Утром я встал без четверти семь и в одиночестве поел в столовой нашей берлинской квартиры. Легкий розовый сумрак окрашивал комнату, я жевал яйцо всмятку и слушал новости по радио, вид у меня был сонным, настроение — собранным, в голове свободно и приятно сплетались узоры будущего исследования (я всегда любил эти завтраки в теплой атмосфере рабочего общения с самим собой). Поев, я пошел в кабинет, и когда в зеркале увидел собственное отражение, пересекающее полусвет коридора, подумал, что портрет, в общем, верен: заря, сумрачный фон, длинная фигура, сжимая в руке чашку, движется вперед, готовясь воплотить замыслы, зреющие в голове.
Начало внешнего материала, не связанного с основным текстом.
PR #459, opened 2020-02-19
Encapsulate window.location.reload call

arkadyan:
No Asana ticket, this is required (but not sufficient) for https://github.com/mbta/skate/pull/428 to pass.

This allows us to add mock implementation on a function we control.
This is required in order to upgrade to Jest version 25.1.0.

### DIFF
--- a/assets/tests/api.test.ts
+++ b/assets/tests/api.test.ts
@@ -26,6 +26,18 @@ const mockFetch = (status: number, json: any): void => {
 }
 
 describe("apiCall", () => {
+  let browserReloadSpy: jest.SpyInstance
+
+  beforeEach(() => {
+    browserReloadSpy = jest
+      .spyOn(browser, "reload")
+      .mockImplementation(() => {})
+  })
+
+  afterAll(() => {
+    browserReloadSpy.mockRestore()
+  })
+
   test("returns parsed data", done => {
     mockFetch(200, { data: "raw" })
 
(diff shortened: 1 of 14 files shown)


assets/tests/api.test.ts
```diff
@@ -43,27 +44,27 @@ describe("apiCall", () => {
...
+      expect(browser.reload).toHaveBeenCalled()
       done()
     })
   })
 
   test("reloads the page if the response status is forbidden (403)", done => {
     mockFetch(403, { data: null })
 
-    window.location.reload = jest.fn()
+    jest.spyOn(browser, "reload").mockImplementation(() => {})
```
skyqrose: Could we just have a single spy for the whole file or describe, instead of one for each test? (We'd have to be careful that the mock call history doesn't pollute between the tests.)

Might it even be possible and worth doing to set up a mock in `tests/setup.ts` for all tests, assuming we never want the unmocked reload?

assets/tests/models/browser.test.ts
```diff
@@ -0,0 +1,33 @@
+import { reload } from "../../src/models/browser"
+
+describe("reload", () => {
+  let reloadSpy: jest.SpyInstance
+
+  beforeEach(() => {
+    // Dirty: setting window.location as writable so we can spy on reload function.
+    // Doing this once here to avoid it in all other tests.
```
skyqrose: 👍

skyqrose:
The codecov failures are for code that was previously untested. I'm okay if you overrule codecov here.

Я бодро и деловито включил питание компьютера — он ответил урчанием кофемолки. Быстрым нажатием мыши был открыт жесткий диск, и среди десятка голубоватых надписей, вылезших в электронном окне, явилась «Кисть». Палец два раза пробежал по клитору моей податливой неприхотливой мыши, на экране возникло блестящее серое поле. Я отпил глоток, вернул чашку на блюдце. Мыслей не было.